My primary concern was with how long to leave it soaking in the prime. 30 mins of both seemed to work, I didn't notice any harm done.

Be careful with the glass tube, that's what I broke when I was cleaning it. I didn't use a syringe either though.


----------



## 2wheelsx2 (Apr 21, 2010)

Yes, the cheaper glassware is pretty delicate. I usually put it in warm water to soften the tubing up a bit first. Just use full strength bleach. And if you soak in Prime, it's a chemical reaction so either you have enough Prime or you don't. No need to wait more than a minute. However, you do want to make sure that the inside gets the prime impregnated water as it's difficult (and slow) to get inside. I usually shake it around to ensure it all gets in there. If you're concerned and it's a small tank, you can just put some prime in the tank like you did a water change.


----------



## pdoutaz (May 13, 2010)

Thanks for all the replies - I have Prime, Excel and Stability - if any one of those better then the others?
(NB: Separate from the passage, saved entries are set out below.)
PR #354, opened 2022-05-24
Feature/zk UI 165 creation dmf location

JBWatenbergScality:


src/react/backend/location/LocationDetails/LocationDetailsTapeDMF.tsx
```diff
@@ -0,0 +1,186 @@
...
+      </Fieldset>
+      <Fieldset>
+        <Label required htmlFor="endpoint">
+          Endpoint
+        </Label>
+        <Input
+          name="endpoint"
+          id="endpoint"
+          type="text"
+          placeholder="example: ws://path.to.my.dmf"
```
ChengYanJin, line 132: I guess we could drop `example:` since it's already a placeholder?

ChengYanJin: OK. As discussed with @Cuervino , it's suggested to have the example: presented.

ChengYanJin (approved):
LGTM!

PR #369, opened 2022-06-07
should not redirect the user to buckets when storage manager and no roles can be assumed

JBWatenbergScality:


ChengYanJin (approved):
LGTM!

PR #389, opened 2022-06-29
Fix create bucket

AsmaaELM:
Issue:  https://scality.atlassian.net/browse/ZKUI-202

### DIFF
--- a/src/react/databrowser/buckets/BucketCreate.tsx
+++ b/src/react/databrowser/buckets/BucketCreate.tsx
@@ -173,9 +173,8 @@ function BucketCreate() {
               <F.Input
                 type="text"
                 id="name"
-                {...register('name')}
+                {...register('name', { onChange: clearServerError })}
                 autoFocus={true}
-                onChange={clearServerError}
                 aria-invalid={!!errors.name}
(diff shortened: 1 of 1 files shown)


src/react/databrowser/buckets/BucketCreate.tsx
```diff
@@ -182,7 +182,6 @@ function BucketCreate() {
                 id="name"
                 {...register('name')}
                 autoFocus={true}
-                onChange={clearServerError}
```
JBWatenbergScality, line 178: Removing the clearServerError call on change is not the right way to solve the issue.

src/react/databrowser/buckets/BucketCreate.tsx
```diff
@@ -182,7 +182,6 @@ function BucketCreate() {
                 id="name"
                 {...register('name')}
```
JBWatenbergScality:
```suggestion
               {...register('name'), onChange: (e) => {register('name').onChange(e}; clearServerError(e); }
```

JBWatenbergScality (changes requested):

JBWatenbergScality (approved):

PR #2689, opened 2018-06-24
Fix lock-threads config

dessant:
Spotted with Sentry.

```js
Error: ValidationError: "daysUntilStale" is not allowed. "daysUntilClose" is not allowed
```


nolimits4web:
Thanks

PR #2728, opened 2018-07-27
Fix typo in passive listeners.

nyon:
This pull request fixes a typo in `scrollbar.js` which prevents using the param `passiveListeners` in this specific module.


nyon:
The travis build fails because there is an unused variable in a file I never touched. However, should I fix that problem in this branch?

nolimits4web:
All good, thanks!

Issue #2730, opened 2018-07-28
Performance Issues using observer option


rayvincent-bsd:
This is a (multiple allowed):
* [x] bug
* [ ] enhancement
* [ ] feature-discussion (RFC)

* Swiper Version: 4.3.3.
* Platform/Target and Browser Versions: All
* Live Link or JSFiddle/Codepen or website with isssue:
  * https://codepen.io/rayvincent-bsd/pen/mjqOVZ
    * With codepen editor
  * https://s.codepen.io/rayvincent-bsd/debug/mjqOVZ/wQrPoNZOqgNM
    * Without codepen editor overhead

### What you did
Enabled `observer` option and added 500 slides dynamically

### Expected Behavior
Upon the next mutation event, the swiper should process the update efficiently without performance issues.

### Actual Behavior
Swiper will execute 'onResize' event handler over 500 times, once for each mutation that occurred in the mutation event.  This is causing drastic performance issues.

With the given codepen link, you can see that the it takes about 15 seconds with the attached Chrome profile. Tested in Chrome v67.0.3396.99 (Mac OSX)

- [codepen.profile.gz](https://github.com/nolimits4web/swiper/files/2238018/codepen.profile.gz)

nolimits4web:
Fixed by #2731

PR #2731, opened 2018-07-28
#2730: Ensure observerUpdate event is only dispatched once on a MutationEvent

rayvincent-bsd:
I found that the `observerUpdate` event is being dispatched for every mutation in a MutationEvent.

This causes serious performance issues depending on the number of mutations that are present in the MutationEvent.  I saw that all the methods that react to the `observerUpdate` will safely accommodate this change.  Calling `observerUpdate` multiple times will have the same end result as dispatching it once within a callstack.

And to make things run just a little smoother, I decided to add the ability to run this within an animation frame to help keep the ui from locking up.


nolimits4web:
Great, thanks! 👍

PR #2746, opened 2018-08-09
Fix touch swiping in UWP app on surface tablets

ph1p:
I want to use **swiper** in a Universal Windows Platform App (UWP) on a surface tablet.
The swiper does not work with touch events on this device, because UWP Apps on Windows 10 are using the Edge Browser.

It seems like the Edge Browser needs the `WP8 Touch Events Fix` in ` /src/components/core/classes/addClasses.js` too.
I've added the `isEdge` property to not confuse anyone.
Because it's not the Internet Explorer, but it behaves like that.

### DIFF
--- a/src/components/core/classes/addClasses.js
+++ b/src/components/core/classes/addClasses.js
@@ -33,7 +33,7 @@ export default function () {
     suffixes.push('ios');
   }
   // WP8 Touch Events Fix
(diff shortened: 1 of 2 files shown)


nolimits4web:
Looks good! But can you please remove commits from `/dist/` files? Only `/src/` files should be affected

ph1p:
Cool :) I've updated my commit.

nolimits4web:
Thanks 👍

I prefer to avoid bleach if possible...
PS> It's a 120 Gal so I have to treat just the diffuser.


----------



## 2wheelsx2 (Apr 21, 2010)

You can use Excel, but the bleach works best. I do it all the time in my 125 gallon without problems. After rinsing, even without Prime, the amount of Chlorine in the tank would be miniscule. Splash some Prime in a container with the diffuser and the problem is non-existent.


----------



## effox (Apr 21, 2010)

Good information people, thanks for the specifics and confirmation. Glad I didn't lead anyone a stray either


----------



## pdoutaz (May 13, 2010)

Great info - Thanks all!!

Look liked a bleach bath, then into Excel for a minute or so...


----------



## CRS Fan (Apr 21, 2010)

Since I've switched to the UpAqua CO2 Atomizer, I never have to worry about it clogging. I run it on the output of my canister and use far less CO2 than with a glass diffuser. On my 29 gallon I use 1 BPS and on my 15 gallon I run 2 bubbles every 3 seconds.

Hopefully this is helpful.

Best Regards,

Stuart


----------



## effox (Apr 21, 2010)

I used the same one after the review at Tankspiration. It definitely works spectacularly!


----------



## pdoutaz (May 13, 2010)

Perhaps a stupid question, but how do I know what size to order  (your link is 12/16mm but I've seen other sizes listed) ? I'm running a Fluval FX5.
Thanks



CRS Fan said:


> Since I've switched to the UpAqua CO2 Atomizer, I never have to worry about it clogging. I run it on the output of my canister and use far less CO2 than with a glass diffuser. On my 29 gallon I use 1 BPS and on my 15 gallon I run 2 bubbles every 3 seconds.
> 
> Hopefully this is helpful.
> 
> ...


----------



## jiang604 (Apr 21, 2010)

pdoutaz said:


> Perhaps a stupid question, but how do I know what size to order  (your link is 12/16mm but I've seen other sizes listed) ? I'm running a Fluval FX5.
> Thanks


it won't work for an FX5.


----------



## CRS Fan (Apr 21, 2010)

jiang604 said:


> it won't work for an FX5.


X 2.

You could run an additional canister and hook it up to it, but an FX5 will not work. They come in 3 sizes: 8/12mm, 12/16mm, and 16/22mm if I remember correctly.

Best Regards,

Stuart


----------



## 2wheelsx2 (Apr 21, 2010)

The FX5 has 1" hose, so as Stuart says, it won't work. You can also run a closed loop water pump I guess with it, but in your case, it might be easier to plumb in a PVC reactor to the Fluval if you don't plan on using another canister.


----------



## knucklehead (Dec 27, 2013)

Just read this old thread and its good information considering I just got my diffuser a couple of days ago. Atleast I know what I need to do when the time comes and my diffuser becomes clogged.


----------